* **What is being asked**
Exactly as they stand, set down the following records once more.

*** Extracted records ***

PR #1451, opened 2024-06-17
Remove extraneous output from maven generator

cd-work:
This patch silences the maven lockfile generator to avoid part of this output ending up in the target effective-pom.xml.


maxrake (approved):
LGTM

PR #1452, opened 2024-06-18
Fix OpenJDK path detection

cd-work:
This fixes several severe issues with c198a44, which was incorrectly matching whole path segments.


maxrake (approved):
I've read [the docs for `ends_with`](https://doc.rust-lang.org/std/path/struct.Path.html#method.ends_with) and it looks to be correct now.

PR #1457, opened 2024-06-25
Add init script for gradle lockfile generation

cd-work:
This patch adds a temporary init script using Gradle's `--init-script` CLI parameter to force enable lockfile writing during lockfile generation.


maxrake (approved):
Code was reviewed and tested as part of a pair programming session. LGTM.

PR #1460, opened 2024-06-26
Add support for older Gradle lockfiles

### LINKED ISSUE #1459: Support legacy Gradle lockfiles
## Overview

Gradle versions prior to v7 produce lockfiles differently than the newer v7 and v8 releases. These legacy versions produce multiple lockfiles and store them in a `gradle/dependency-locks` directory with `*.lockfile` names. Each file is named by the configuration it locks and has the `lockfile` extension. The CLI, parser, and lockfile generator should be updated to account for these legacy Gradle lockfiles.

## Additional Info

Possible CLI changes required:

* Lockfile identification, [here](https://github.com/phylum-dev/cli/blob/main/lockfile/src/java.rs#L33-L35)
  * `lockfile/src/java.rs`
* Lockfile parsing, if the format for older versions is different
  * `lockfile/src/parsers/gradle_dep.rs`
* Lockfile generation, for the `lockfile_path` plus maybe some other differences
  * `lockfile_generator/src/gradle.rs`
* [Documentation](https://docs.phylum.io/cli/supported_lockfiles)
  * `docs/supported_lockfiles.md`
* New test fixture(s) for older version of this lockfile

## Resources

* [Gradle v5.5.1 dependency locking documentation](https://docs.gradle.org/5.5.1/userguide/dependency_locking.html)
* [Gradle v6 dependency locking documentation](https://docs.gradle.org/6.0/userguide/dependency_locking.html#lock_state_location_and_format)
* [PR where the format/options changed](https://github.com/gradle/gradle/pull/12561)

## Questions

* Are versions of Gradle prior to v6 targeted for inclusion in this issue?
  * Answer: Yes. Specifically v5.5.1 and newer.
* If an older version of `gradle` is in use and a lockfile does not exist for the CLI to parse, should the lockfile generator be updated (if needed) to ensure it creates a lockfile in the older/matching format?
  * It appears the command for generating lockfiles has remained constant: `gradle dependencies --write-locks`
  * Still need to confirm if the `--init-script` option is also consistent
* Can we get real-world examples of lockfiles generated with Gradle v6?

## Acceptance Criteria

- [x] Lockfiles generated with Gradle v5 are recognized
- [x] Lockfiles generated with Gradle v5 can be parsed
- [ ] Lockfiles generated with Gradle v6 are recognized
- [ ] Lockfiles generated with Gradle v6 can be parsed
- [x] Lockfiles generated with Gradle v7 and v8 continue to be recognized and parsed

*** End of Extracted records ***

* **Answer below**
PR #1451, opened 2024-06-17
Remove extraneous output from maven generator

cd-work:
This patch silences the maven lockfile generator to avoid part of this output ending up in the target effective-pom.xml.


maxrake (approved):
LGTM

PR #1452, opened 2024-06-18
Fix OpenJDK path detection

cd-work:
This fixes several severe issues with c198a44, which was incorrectly matching whole path segments.


maxrake (approved):
I've read [the docs for `ends_with`](https://doc.rust-lang.org/std/path/struct.Path.html#method.ends_with) and it looks to be correct now.

PR #1457, opened 2024-06-25
Add init script for gradle lockfile generation

cd-work:
This patch adds a temporary init script using Gradle's `--init-script` CLI parameter to force enable lockfile writing during lockfile generation.


maxrake (approved):
Code was reviewed and tested as part of a pair programming session. LGTM.

PR #1460, opened 2024-06-26
Add support for older Gradle lockfiles

### LINKED ISSUE #1459: Support legacy Gradle lockfiles
## Overview

Gradle versions prior to v7 produce lockfiles differently than the newer v7 and v8 releases. These legacy versions produce multiple lockfiles and store them in a `gradle/dependency-locks` directory with `*.lockfile` names. Each file is named by the configuration it locks and has the `lockfile` extension. The CLI, parser, and lockfile generator should be updated to account for these legacy Gradle lockfiles.

## Additional Info

Possible CLI changes required:

* Lockfile identification, [here](https://github.com/phylum-dev/cli/blob/main/lockfile/src/java.rs#L33-L35)
  * `lockfile/src/java.rs`
* Lockfile parsing, if the format for older versions is different
  * `lockfile/src/parsers/gradle_dep.rs`
* Lockfile generation, for the `lockfile_path` plus maybe some other differences
  * `lockfile_generator/src/gradle.rs`
* [Documentation](https://docs.phylum.io/cli/supported_lockfiles)
  * `docs/supported_lockfiles.md`
* New test fixture(s) for older version of this lockfile

## Resources

* [Gradle v5.5.1 dependency locking documentation](https://docs.gradle.org/5.5.1/userguide/dependency_locking.html)
* [Gradle v6 dependency locking documentation](https://docs.gradle.org/6.0/userguide/dependency_locking.html#lock_state_location_and_format)
* [PR where the format/options changed](https://github.com/gradle/gradle/pull/12561)

## Questions

* Are versions of Gradle prior to v6 targeted for inclusion in this issue?
  * Answer: Yes. Specifically v5.5.1 and newer.
* If an older version of `gradle` is in use and a lockfile does not exist for the CLI to parse, should the lockfile generator be updated (if needed) to ensure it creates a lockfile in the older/matching format?
  * It appears the command for generating lockfiles has remained constant: `gradle dependencies --write-locks`
  * Still need to confirm if the `--init-script` option is also consistent
* Can we get real-world examples of lockfiles generated with Gradle v6?

## Acceptance Criteria

- [x] Lockfiles generated with Gradle v5 are recognized
- [x] Lockfiles generated with Gradle v5 can be parsed
- [ ] Lockfiles generated with Gradle v6 are recognized
- [ ] Lockfiles generated with Gradle v6 can be parsed
- [x] Lockfiles generated with Gradle v7 and v8 continue to be recognized and parsed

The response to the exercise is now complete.